ST. LOUIS (AP) -- A business consultant who defrauded a Catholic religious order of hundreds of thousands of dollars has been sentenced to 10 years in federal prison.
U.S. District Judge Carol Jackson on Wednesday sentenced William Davidson, 51, for conspiracy to commit wire and mail fraud, bank fraud, tax evasion and money laundering. He was also ordered to repay the money.
Davidson took more than $700,000 from the Congregation of the Mission, also known as the Vincentians, and failed to pay $650,000 in taxes on his earnings.
Lawyers for Davidson questioned whether he could have duped the Vincentians for years and questioned their "opulent" mansion and fleet of cars.
Davidson began working with the Vincentians in 1995. His contract paid him $150 an hour with a guarantee of at least 1,200 hours per year, a car and office space.
Prosecutors and Davidson's lawyers, John Stobbs and Steve Welby, argued in federal court in St. Louis over how much Davidson took from the Vincentians' Midwest Province, which serves Missouri, Illinois, Colorado, Kansas and Kenya.

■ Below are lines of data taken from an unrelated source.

PR #2575, opened 2024-06-03
fix: add custom error printing for Zarf commands

phillebaba:
## Description

This change adds some custom logic for printing returned errors from Cobra commands. This will allow embedded tools like Helm to behave the same as the original tools. While the Zarf commands will print errors in the same expected error format.

## Related Issue

Relates to #2567

## Checklist before merging

### DIFF
--- a/src/cmd/root.go
+++ b/src/cmd/root.go
@@ -17,6 +17,7 @@ import (
 	"github.com/defenseunicorns/zarf/src/pkg/layout"
 	"github.com/defenseunicorns/zarf/src/pkg/message"
 	"github.com/defenseunicorns/zarf/src/types"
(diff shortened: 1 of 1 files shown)


AustinAbro321:
This doesn't affect Zarf commands because we already either `message.Fatal` or return no err correct?

phillebaba:
Yep none of the commands today return an error. Something that we want to change in the future. An issue currently is that message fatal takes both a message and an error, but only outputs the message to stderr. It is going to be a breaking change if we want to wrap everything into a single error.

AustinAbro321 (approved):

lucasrod16 (approved):

PR #2580, opened 2024-06-04
fix: add wait for deployments when updating credentials

phillebaba:
## Description

This change waits for deployments to update using kstatus when updating credentials. The reason this is necessary is to make sure that all pods have received the updated configuration before the update command returns. Otherwise it would be possible to assume that the configuration has been applied when it has not. Sadly Helm is not able to do this itself as it will not wait for old pods to delete before returning. 

## Related Issue

Relates to #2566 

## Checklist before merging


phillebaba:
I realize that this change does some duplicate work of #2497 while not introducing new features that require a bit more consensus. It would be for the best to come up with a standard method of using kstatus in the PR as it is also required in other projects like https://github.com/defenseunicorns/lula/issues/229.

Federal prosecutors accused Davidson of costing the Vincentians more than $2.4 million on the construction of the Lazarist Residence, an apartment building in south St. Louis County. They said the order lost hundreds of thousands more in other shady transactions and outright fraud.
Stobbs and Welby, in court documents, accused prosecutors of trying to "attribute almost every bad business decision ever made by the Vincentians" to Davidson. They fault the Vincentians' "opulent mansion" and fleet of more than 100 cars and the "sumptuous lifestyle" of Brother Francis Joseph Hess, the province's treasurer from 1982 to 2002.
It was Hess, now of Colorado, who signed many of the contracts and checks. Prosecutors say he made at least $30,000. He pleaded guilty to a misdemeanor charge of delaying or destroying mail but has not been sentenced. Prosecutors are seeking a year in prison; his attorneys are seeking probation.
Hess' lawers have argued he was "trusting and naive" and was manipulated by Davidson. Davidson's attorneys disagree.
"If anything Brother Hess was the 'ringleader' of this crime," they wrote.
The order says the incident has led to tightened financial controls and denies its residence is "opulent."
Jackson said that Davidson, Hess and real estate agent Ronald Armbruster were each responsible for repaying the $719,000 taken from the order. Armbruster was not charged for his role in a rigged real estate deal, instead entering a pretrial diversion program.
Davidson will forfeit a house worth more than $380,000, properties in Louisiana and St. Charles, a $1,000 Rolex watch, a $10,000 man's engagement ring, and bank and investment accounts.